What you are asked to do
Repeat the data exactly as it appears.

Stored data
*** Block opens ***
PR #667, opened 2022-09-20
[RG-66] Fixed loading project file

KochynVolodymyr:
Project file loading has a critical issue related to incorrect loading.

Set target device causes rewrite project file before it is actually loading. Move this to correct place.

 - [x] Library: foedagcore
 - [x] Engine
 - [ ] Documentation
 - [ ] Regression tests

### DIFF
--- a/src/Main/ProjectFile/ProjectFileLoader.cpp
+++ b/src/Main/ProjectFile/ProjectFileLoader.cpp
@@ -49,6 +49,12 @@ void ProjectFileLoader::registerComponent(ProjectFileComponent *comp,
 }
 
 void ProjectFileLoader::Load(const QString &filename) {
+  m_loadDone = false;
+  LoadInternal(filename);
+  m_loadDone = true;
+}
+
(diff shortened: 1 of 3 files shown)


src/Main/ProjectFile/ProjectFileLoader.cpp
```diff
@@ -82,6 +82,15 @@ void ProjectFileLoader::Load(const QString &filename) {
     }
   }
 
+  // set device
```
ravic-rs, line 85: How's this move solving the behavior reported on the ticket ? Like why is it not set to None now.

ravic-rs (commented):
One comment to address.

src/Main/ProjectFile/ProjectFileLoader.cpp
KochynVolodymyr: This code causes save file during loading. Just before task state loading. It is very complicated and better to have a call for explanation. But I put additional protection against this.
*** Block closes ***
Completed exercise
PR #667, opened 2022-09-20
[RG-66] Fixed loading project file

KochynVolodymyr:
Project file loading has a critical issue related to incorrect loading.

Set target device causes rewrite project file before it is actually loading. Move this to correct place.

 - [x] Library: foedagcore
 - [x] Engine
 - [ ] Documentation
 - [ ] Regression tests

### DIFF
--- a/src/Main/ProjectFile/ProjectFileLoader.cpp
+++ b/src/Main/ProjectFile/ProjectFileLoader.cpp
@@ -49,6 +49,12 @@ void ProjectFileLoader::registerComponent(ProjectFileComponent *comp,
 }
 
 void ProjectFileLoader::Load(const QString &filename) {
+  m_loadDone = false;
+  LoadInternal(filename);
+  m_loadDone = true;
+}
+
(diff shortened: 1 of 3 files shown)


src/Main/ProjectFile/ProjectFileLoader.cpp
```diff
@@ -82,6 +82,15 @@ void ProjectFileLoader::Load(const QString &filename) {
     }
   }
 
+  // set device
```
ravic-rs, line 85: How's this move solving the behavior reported on the ticket ? Like why is it not set to None now.

ravic-rs (commented):
One comment to address.

src/Main/ProjectFile/ProjectFileLoader.cpp
KochynVolodymyr: This code causes save file during loading. Just before task state loading. It is very complicated and better to have a call for explanation. But I put additional protection against this.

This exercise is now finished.